PR #1427, opened 2026-08-19
fix for contact backgrounds having unstable background colours

AndreasStokholm:
Over the last while I've noticed that the contacts on my Apple Watch would randomly switch between white and black backgrounds. White backgrounds stick out a lot and make it hard to read the values too. This PR fixes it by simply setting the background to black.

I've run this with my setup for 2-ish days now and have not seen any ill effects.

The fix applies to the top and left most circular complications on this screenshot:

incoming-B264DCAC-0C4D-403F-8CE2-3D88172D0953


trioneer-dev (approved):
LGTM from code view.

AndreasStokholm:
I've been running this newer version for 3 days, and it works well.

......

**ACTIVITY**: The complete material must be repeated exactly.

**SOLVED PROBLEM**:
PR #1427, opened 2026-08-19
fix for contact backgrounds having unstable background colours

AndreasStokholm:
Over the last while I've noticed that the contacts on my Apple Watch would randomly switch between white and black backgrounds. White backgrounds stick out a lot and make it hard to read the values too. This PR fixes it by simply setting the background to black.

I've run this with my setup for 2-ish days now and have not seen any ill effects.

The fix applies to the top and left most circular complications on this screenshot:

incoming-B264DCAC-0C4D-403F-8CE2-3D88172D0953


trioneer-dev (approved):
LGTM from code view.

AndreasStokholm:
I've been running this newer version for 3 days, and it works well.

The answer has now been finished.